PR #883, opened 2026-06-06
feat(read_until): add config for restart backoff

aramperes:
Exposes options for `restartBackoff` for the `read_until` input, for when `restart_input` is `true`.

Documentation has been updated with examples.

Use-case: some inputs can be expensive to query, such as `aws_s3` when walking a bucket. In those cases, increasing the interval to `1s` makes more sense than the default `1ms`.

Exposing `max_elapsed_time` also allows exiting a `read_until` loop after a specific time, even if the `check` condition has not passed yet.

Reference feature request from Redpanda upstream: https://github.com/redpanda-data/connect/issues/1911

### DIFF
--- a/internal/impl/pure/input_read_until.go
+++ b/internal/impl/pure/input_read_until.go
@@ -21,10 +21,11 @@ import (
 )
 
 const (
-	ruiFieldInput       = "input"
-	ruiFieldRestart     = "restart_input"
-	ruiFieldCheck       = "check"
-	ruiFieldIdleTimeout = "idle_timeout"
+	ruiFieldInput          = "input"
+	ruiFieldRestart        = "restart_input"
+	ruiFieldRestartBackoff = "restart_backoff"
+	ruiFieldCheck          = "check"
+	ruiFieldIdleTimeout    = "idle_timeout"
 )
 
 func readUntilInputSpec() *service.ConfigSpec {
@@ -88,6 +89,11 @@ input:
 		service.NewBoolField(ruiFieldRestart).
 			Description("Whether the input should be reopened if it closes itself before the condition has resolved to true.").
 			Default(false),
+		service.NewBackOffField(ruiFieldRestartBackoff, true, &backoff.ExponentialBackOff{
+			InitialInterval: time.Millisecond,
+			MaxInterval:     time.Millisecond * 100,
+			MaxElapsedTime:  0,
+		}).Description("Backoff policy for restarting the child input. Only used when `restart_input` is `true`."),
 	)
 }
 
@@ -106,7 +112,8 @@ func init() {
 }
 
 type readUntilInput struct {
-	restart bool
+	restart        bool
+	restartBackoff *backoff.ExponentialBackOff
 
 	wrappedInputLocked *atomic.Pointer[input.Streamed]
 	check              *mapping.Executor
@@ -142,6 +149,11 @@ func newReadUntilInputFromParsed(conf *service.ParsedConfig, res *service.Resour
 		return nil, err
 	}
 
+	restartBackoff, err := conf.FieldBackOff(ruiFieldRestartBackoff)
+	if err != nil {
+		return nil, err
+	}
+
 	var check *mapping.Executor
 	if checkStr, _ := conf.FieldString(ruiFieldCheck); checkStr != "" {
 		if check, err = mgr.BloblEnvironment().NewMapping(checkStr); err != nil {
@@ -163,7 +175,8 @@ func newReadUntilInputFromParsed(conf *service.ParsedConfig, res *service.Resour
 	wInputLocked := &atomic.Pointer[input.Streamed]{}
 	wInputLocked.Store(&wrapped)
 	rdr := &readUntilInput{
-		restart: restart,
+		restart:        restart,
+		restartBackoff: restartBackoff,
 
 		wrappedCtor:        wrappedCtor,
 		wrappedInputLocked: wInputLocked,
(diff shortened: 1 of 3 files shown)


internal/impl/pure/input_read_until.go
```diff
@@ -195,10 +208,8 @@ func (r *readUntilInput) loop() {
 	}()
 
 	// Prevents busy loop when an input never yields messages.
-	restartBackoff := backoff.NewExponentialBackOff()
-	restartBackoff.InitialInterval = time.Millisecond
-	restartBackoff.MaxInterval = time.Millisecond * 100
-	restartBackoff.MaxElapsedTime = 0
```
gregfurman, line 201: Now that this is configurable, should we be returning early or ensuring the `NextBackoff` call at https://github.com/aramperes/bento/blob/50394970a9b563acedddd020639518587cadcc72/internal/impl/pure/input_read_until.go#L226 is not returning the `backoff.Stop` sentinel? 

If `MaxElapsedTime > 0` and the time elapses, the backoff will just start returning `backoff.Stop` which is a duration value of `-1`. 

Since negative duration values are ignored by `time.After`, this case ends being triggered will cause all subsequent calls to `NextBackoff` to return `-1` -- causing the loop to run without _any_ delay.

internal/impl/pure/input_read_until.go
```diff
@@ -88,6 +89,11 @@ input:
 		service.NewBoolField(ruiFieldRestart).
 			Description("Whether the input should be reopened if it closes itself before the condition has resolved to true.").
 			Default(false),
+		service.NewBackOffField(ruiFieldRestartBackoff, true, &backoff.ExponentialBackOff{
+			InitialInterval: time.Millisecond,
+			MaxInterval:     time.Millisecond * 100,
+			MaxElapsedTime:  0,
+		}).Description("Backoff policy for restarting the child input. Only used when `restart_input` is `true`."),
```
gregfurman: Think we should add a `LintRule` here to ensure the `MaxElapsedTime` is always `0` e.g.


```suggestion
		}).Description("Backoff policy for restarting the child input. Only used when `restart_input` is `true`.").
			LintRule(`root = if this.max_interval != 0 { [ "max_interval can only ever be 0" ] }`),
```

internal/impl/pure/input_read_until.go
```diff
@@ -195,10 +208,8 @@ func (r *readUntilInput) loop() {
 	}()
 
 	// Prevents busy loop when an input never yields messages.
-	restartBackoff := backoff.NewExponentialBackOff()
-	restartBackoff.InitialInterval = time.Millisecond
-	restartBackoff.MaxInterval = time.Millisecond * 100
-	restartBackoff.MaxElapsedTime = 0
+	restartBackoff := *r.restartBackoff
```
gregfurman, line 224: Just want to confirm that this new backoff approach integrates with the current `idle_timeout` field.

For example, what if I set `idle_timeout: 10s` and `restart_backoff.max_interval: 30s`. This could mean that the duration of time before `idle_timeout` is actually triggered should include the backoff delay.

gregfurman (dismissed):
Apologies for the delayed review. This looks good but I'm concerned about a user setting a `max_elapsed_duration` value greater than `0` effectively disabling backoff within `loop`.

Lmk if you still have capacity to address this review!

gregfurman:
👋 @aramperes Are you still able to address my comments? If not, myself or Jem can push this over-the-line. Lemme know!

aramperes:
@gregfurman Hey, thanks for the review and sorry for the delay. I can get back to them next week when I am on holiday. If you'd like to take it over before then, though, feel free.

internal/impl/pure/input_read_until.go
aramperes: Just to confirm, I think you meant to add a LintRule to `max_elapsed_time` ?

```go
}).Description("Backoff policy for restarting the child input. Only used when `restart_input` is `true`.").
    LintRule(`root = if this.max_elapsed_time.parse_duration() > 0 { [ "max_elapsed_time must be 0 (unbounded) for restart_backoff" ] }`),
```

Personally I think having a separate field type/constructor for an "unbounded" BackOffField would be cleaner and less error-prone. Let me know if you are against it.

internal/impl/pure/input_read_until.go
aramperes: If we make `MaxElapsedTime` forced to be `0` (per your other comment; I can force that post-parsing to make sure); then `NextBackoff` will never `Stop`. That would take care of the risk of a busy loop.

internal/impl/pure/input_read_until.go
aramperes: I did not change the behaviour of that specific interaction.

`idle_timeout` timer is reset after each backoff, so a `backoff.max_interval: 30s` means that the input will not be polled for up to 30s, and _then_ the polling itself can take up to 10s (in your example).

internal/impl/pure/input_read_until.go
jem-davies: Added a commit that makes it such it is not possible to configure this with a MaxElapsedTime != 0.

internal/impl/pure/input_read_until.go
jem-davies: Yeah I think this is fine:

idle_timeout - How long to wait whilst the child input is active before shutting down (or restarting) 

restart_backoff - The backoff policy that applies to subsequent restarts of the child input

## Exercise prompt
Each record should come back exactly as written.

## Response area
PR #883, opened 2026-06-06
feat(read_until): add config for restart backoff

aramperes:
Exposes options for `restartBackoff` for the `read_until` input, for when `restart_input` is `true`.

Documentation has been updated with examples.

Use-case: some inputs can be expensive to query, such as `aws_s3` when walking a bucket. In those cases, increasing the interval to `1s` makes more sense than the default `1ms`.

Exposing `max_elapsed_time` also allows exiting a `read_until` loop after a specific time, even if the `check` condition has not passed yet.

Reference feature request from Redpanda upstream: https://github.com/redpanda-data/connect/issues/1911

### DIFF
--- a/internal/impl/pure/input_read_until.go
+++ b/internal/impl/pure/input_read_until.go
@@ -21,10 +21,11 @@ import (
 )
 
 const (
-	ruiFieldInput       = "input"
-	ruiFieldRestart     = "restart_input"
-	ruiFieldCheck       = "check"
-	ruiFieldIdleTimeout = "idle_timeout"
+	ruiFieldInput          = "input"
+	ruiFieldRestart        = "restart_input"
+	ruiFieldRestartBackoff = "restart_backoff"
+	ruiFieldCheck          = "check"
+	ruiFieldIdleTimeout    = "idle_timeout"
 )
 
 func readUntilInputSpec() *service.ConfigSpec {
@@ -88,6 +89,11 @@ input:
 		service.NewBoolField(ruiFieldRestart).
 			Description("Whether the input should be reopened if it closes itself before the condition has resolved to true.").
 			Default(false),
+		service.NewBackOffField(ruiFieldRestartBackoff, true, &backoff.ExponentialBackOff{
+			InitialInterval: time.Millisecond,
+			MaxInterval:     time.Millisecond * 100,
+			MaxElapsedTime:  0,
+		}).Description("Backoff policy for restarting the child input. Only used when `restart_input` is `true`."),
 	)
 }
 
@@ -106,7 +112,8 @@ func init() {
 }
 
 type readUntilInput struct {
-	restart bool
+	restart        bool
+	restartBackoff *backoff.ExponentialBackOff
 
 	wrappedInputLocked *atomic.Pointer[input.Streamed]
 	check              *mapping.Executor
@@ -142,6 +149,11 @@ func newReadUntilInputFromParsed(conf *service.ParsedConfig, res *service.Resour
 		return nil, err
 	}
 
+	restartBackoff, err := conf.FieldBackOff(ruiFieldRestartBackoff)
+	if err != nil {
+		return nil, err
+	}
+
 	var check *mapping.Executor
 	if checkStr, _ := conf.FieldString(ruiFieldCheck); checkStr != "" {
 		if check, err = mgr.BloblEnvironment().NewMapping(checkStr); err != nil {
@@ -163,7 +175,8 @@ func newReadUntilInputFromParsed(conf *service.ParsedConfig, res *service.Resour
 	wInputLocked := &atomic.Pointer[input.Streamed]{}
 	wInputLocked.Store(&wrapped)
 	rdr := &readUntilInput{
-		restart: restart,
+		restart:        restart,
+		restartBackoff: restartBackoff,
 
 		wrappedCtor:        wrappedCtor,
 		wrappedInputLocked: wInputLocked,
(diff shortened: 1 of 3 files shown)


internal/impl/pure/input_read_until.go
```diff
@@ -195,10 +208,8 @@ func (r *readUntilInput) loop() {
 	}()
 
 	// Prevents busy loop when an input never yields messages.
-	restartBackoff := backoff.NewExponentialBackOff()
-	restartBackoff.InitialInterval = time.Millisecond
-	restartBackoff.MaxInterval = time.Millisecond * 100
-	restartBackoff.MaxElapsedTime = 0
```
gregfurman, line 201: Now that this is configurable, should we be returning early or ensuring the `NextBackoff` call at https://github.com/aramperes/bento/blob/50394970a9b563acedddd020639518587cadcc72/internal/impl/pure/input_read_until.go#L226 is not returning the `backoff.Stop` sentinel? 

If `MaxElapsedTime > 0` and the time elapses, the backoff will just start returning `backoff.Stop` which is a duration value of `-1`. 

Since negative duration values are ignored by `time.After`, this case ends being triggered will cause all subsequent calls to `NextBackoff` to return `-1` -- causing the loop to run without _any_ delay.

internal/impl/pure/input_read_until.go
```diff
@@ -88,6 +89,11 @@ input:
 		service.NewBoolField(ruiFieldRestart).
 			Description("Whether the input should be reopened if it closes itself before the condition has resolved to true.").
 			Default(false),
+		service.NewBackOffField(ruiFieldRestartBackoff, true, &backoff.ExponentialBackOff{
+			InitialInterval: time.Millisecond,
+			MaxInterval:     time.Millisecond * 100,
+			MaxElapsedTime:  0,
+		}).Description("Backoff policy for restarting the child input. Only used when `restart_input` is `true`."),
```
gregfurman: Think we should add a `LintRule` here to ensure the `MaxElapsedTime` is always `0` e.g.


```suggestion
		}).Description("Backoff policy for restarting the child input. Only used when `restart_input` is `true`.").
			LintRule(`root = if this.max_interval != 0 { [ "max_interval can only ever be 0" ] }`),
```

internal/impl/pure/input_read_until.go
```diff
@@ -195,10 +208,8 @@ func (r *readUntilInput) loop() {
 	}()
 
 	// Prevents busy loop when an input never yields messages.
-	restartBackoff := backoff.NewExponentialBackOff()
-	restartBackoff.InitialInterval = time.Millisecond
-	restartBackoff.MaxInterval = time.Millisecond * 100
-	restartBackoff.MaxElapsedTime = 0
+	restartBackoff := *r.restartBackoff
```
gregfurman, line 224: Just want to confirm that this new backoff approach integrates with the current `idle_timeout` field.

For example, what if I set `idle_timeout: 10s` and `restart_backoff.max_interval: 30s`. This could mean that the duration of time before `idle_timeout` is actually triggered should include the backoff delay.

gregfurman (dismissed):
Apologies for the delayed review. This looks good but I'm concerned about a user setting a `max_elapsed_duration` value greater than `0` effectively disabling backoff within `loop`.

Lmk if you still have capacity to address this review!

gregfurman:
👋 @aramperes Are you still able to address my comments? If not, myself or Jem can push this over-the-line. Lemme know!

aramperes:
@gregfurman Hey, thanks for the review and sorry for the delay. I can get back to them next week when I am on holiday. If you'd like to take it over before then, though, feel free.

internal/impl/pure/input_read_until.go
aramperes: Just to confirm, I think you meant to add a LintRule to `max_elapsed_time` ?

```go
}).Description("Backoff policy for restarting the child input. Only used when `restart_input` is `true`.").
    LintRule(`root = if this.max_elapsed_time.parse_duration() > 0 { [ "max_elapsed_time must be 0 (unbounded) for restart_backoff" ] }`),
```

Personally I think having a separate field type/constructor for an "unbounded" BackOffField would be cleaner and less error-prone. Let me know if you are against it.

internal/impl/pure/input_read_until.go
aramperes: If we make `MaxElapsedTime` forced to be `0` (per your other comment; I can force that post-parsing to make sure); then `NextBackoff` will never `Stop`. That would take care of the risk of a busy loop.

internal/impl/pure/input_read_until.go
aramperes: I did not change the behaviour of that specific interaction.

`idle_timeout` timer is reset after each backoff, so a `backoff.max_interval: 30s` means that the input will not be polled for up to 30s, and _then_ the polling itself can take up to 10s (in your example).

internal/impl/pure/input_read_until.go
jem-davies: Added a commit that makes it such it is not possible to configure this with a MaxElapsedTime != 0.

internal/impl/pure/input_read_until.go
jem-davies: Yeah I think this is fine:

idle_timeout - How long to wait whilst the child input is active before shutting down (or restarting) 

restart_backoff - The backoff policy that applies to subsequent restarts of the child input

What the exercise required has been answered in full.